### [WORK TO BE COMPLETED]
Nothing is needed except the lines below that run from the one with "PR #288, opened 2024-10-09" through the one with "-76,19 +76,20 @@", repeated exactly.

### [TASK INPUTS]
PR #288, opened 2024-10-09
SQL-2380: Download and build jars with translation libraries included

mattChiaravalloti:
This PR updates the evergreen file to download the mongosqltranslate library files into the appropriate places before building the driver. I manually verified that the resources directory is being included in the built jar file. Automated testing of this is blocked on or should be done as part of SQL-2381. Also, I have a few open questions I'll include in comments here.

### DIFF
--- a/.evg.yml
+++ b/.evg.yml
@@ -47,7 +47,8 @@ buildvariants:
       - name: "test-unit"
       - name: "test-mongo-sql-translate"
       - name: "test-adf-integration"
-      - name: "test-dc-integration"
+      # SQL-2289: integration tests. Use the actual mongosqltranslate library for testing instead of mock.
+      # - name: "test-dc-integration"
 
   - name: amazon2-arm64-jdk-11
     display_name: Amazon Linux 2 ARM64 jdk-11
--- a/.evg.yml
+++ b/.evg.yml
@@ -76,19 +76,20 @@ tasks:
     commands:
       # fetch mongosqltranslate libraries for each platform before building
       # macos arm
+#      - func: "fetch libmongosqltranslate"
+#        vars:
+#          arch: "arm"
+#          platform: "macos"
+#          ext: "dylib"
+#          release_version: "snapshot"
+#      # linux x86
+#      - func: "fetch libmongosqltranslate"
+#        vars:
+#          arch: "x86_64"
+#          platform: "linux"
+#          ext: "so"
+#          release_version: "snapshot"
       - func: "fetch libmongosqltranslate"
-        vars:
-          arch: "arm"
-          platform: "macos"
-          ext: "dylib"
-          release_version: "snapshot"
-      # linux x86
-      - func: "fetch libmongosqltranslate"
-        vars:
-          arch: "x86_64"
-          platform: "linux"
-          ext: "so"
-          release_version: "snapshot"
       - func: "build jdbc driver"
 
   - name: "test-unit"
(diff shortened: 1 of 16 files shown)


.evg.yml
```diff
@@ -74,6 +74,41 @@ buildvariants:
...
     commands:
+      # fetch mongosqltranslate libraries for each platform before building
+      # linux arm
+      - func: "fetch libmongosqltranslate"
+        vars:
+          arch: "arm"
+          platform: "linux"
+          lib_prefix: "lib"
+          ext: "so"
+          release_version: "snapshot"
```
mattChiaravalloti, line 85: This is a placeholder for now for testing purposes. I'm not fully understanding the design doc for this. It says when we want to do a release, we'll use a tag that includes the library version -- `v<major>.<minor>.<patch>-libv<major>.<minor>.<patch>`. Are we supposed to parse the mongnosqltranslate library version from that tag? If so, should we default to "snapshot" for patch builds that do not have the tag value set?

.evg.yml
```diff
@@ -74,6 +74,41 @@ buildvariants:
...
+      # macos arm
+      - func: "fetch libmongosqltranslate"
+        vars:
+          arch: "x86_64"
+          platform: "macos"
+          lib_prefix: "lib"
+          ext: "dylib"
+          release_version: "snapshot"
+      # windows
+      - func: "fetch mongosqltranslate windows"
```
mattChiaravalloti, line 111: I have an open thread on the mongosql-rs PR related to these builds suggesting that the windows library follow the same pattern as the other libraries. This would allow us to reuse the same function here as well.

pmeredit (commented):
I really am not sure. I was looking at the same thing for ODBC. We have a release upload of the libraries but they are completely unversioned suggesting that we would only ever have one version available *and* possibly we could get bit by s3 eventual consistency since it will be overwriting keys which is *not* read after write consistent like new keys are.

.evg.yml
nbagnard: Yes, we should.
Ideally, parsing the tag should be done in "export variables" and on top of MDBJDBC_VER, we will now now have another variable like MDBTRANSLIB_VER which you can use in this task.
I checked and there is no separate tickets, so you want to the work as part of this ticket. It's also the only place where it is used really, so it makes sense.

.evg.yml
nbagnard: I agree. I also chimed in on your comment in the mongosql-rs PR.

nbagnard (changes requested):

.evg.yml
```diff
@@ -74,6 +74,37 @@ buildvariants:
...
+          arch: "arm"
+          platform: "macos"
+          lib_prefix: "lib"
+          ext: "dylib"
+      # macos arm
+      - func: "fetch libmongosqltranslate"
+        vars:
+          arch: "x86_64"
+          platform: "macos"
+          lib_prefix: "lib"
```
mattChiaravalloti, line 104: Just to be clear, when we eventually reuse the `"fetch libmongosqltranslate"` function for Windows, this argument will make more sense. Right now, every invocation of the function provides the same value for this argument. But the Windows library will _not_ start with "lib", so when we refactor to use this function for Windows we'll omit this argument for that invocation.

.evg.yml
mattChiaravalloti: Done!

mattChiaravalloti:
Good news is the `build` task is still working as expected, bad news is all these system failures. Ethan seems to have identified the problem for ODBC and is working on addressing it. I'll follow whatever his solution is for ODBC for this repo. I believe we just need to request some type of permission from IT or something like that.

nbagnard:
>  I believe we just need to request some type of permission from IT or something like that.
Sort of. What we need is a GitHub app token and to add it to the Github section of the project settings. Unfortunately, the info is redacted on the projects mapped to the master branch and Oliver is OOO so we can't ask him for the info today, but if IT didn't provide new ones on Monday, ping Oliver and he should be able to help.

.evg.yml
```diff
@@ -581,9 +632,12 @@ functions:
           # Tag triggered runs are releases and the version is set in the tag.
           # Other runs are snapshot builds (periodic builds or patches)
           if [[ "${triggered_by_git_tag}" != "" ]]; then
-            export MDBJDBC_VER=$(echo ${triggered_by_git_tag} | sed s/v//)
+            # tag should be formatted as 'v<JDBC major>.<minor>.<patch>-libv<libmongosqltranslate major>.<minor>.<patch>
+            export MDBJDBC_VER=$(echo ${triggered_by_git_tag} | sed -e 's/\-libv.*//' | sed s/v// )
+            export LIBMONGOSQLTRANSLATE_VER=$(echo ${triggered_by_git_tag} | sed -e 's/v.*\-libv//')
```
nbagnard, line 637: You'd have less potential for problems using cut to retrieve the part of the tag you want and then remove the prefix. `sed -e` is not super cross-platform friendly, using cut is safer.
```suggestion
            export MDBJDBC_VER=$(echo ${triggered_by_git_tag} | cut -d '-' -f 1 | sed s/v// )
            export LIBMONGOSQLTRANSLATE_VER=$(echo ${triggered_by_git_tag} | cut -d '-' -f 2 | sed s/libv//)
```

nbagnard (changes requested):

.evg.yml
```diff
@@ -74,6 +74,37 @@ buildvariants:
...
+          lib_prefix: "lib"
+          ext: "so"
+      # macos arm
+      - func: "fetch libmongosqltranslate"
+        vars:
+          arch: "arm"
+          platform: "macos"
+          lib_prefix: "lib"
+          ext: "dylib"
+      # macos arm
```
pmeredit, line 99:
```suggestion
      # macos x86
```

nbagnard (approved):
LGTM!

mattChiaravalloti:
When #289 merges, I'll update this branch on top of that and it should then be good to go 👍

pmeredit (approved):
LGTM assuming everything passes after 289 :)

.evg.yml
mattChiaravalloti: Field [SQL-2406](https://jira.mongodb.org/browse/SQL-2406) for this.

---

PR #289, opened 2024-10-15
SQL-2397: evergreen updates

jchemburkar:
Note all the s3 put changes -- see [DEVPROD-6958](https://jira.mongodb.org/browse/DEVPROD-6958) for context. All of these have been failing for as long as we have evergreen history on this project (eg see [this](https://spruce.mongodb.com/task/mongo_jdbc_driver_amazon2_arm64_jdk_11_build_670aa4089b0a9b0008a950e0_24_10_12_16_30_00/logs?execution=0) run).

---

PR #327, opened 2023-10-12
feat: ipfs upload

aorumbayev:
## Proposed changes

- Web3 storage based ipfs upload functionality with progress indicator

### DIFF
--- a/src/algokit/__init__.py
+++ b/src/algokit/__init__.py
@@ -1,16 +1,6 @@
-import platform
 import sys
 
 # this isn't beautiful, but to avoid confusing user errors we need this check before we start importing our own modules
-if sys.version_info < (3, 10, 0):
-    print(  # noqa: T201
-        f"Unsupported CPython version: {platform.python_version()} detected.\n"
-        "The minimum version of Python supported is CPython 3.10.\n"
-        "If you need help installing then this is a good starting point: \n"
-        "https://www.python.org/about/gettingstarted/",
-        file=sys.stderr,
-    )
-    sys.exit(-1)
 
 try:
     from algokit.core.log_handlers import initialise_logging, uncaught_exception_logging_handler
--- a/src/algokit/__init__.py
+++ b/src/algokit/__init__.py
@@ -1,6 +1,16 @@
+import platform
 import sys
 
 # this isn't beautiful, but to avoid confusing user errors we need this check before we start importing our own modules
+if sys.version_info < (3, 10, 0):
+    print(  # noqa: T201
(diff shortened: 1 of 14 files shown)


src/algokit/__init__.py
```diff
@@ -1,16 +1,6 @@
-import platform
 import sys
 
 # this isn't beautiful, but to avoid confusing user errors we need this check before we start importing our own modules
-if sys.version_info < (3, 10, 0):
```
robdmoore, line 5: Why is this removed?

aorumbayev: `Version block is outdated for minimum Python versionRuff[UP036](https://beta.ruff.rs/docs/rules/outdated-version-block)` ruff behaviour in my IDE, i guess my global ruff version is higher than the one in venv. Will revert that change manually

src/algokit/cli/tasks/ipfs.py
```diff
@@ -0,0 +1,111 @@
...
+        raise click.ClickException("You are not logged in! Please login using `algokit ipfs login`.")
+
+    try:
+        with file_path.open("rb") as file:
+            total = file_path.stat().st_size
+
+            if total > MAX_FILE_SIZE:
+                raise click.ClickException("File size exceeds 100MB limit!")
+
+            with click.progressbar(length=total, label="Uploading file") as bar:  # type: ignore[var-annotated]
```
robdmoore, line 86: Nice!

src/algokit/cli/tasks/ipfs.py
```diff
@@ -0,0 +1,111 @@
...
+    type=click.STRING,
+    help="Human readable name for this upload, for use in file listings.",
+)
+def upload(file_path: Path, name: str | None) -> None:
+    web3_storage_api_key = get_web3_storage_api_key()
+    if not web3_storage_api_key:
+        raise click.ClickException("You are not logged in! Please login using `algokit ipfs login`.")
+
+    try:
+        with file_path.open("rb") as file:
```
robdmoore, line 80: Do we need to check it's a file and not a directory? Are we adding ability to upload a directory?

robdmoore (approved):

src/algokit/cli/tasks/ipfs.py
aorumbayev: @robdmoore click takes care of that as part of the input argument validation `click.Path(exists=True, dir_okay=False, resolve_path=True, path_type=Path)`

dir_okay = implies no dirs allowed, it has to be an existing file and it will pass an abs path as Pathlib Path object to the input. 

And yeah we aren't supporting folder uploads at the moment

### [PROBLEM SOLUTION]
PR #288, opened 2024-10-09
SQL-2380: Download and build jars with translation libraries included

mattChiaravalloti:
This PR updates the evergreen file to download the mongosqltranslate library files into the appropriate places before building the driver. I manually verified that the resources directory is being included in the built jar file. Automated testing of this is blocked on or should be done as part of SQL-2381. Also, I have a few open questions I'll include in comments here.

### DIFF
--- a/.evg.yml
+++ b/.evg.yml
@@ -47,7 +47,8 @@ buildvariants:
       - name: "test-unit"
       - name: "test-mongo-sql-translate"
       - name: "test-adf-integration"
-      - name: "test-dc-integration"
+      # SQL-2289: integration tests. Use the actual mongosqltranslate library for testing instead of mock.
+      # - name: "test-dc-integration"
 
   - name: amazon2-arm64-jdk-11
     display_name: Amazon Linux 2 ARM64 jdk-11
--- a/.evg.yml
+++ b/.evg.yml
@@ -76,19 +76,20 @@ tasks:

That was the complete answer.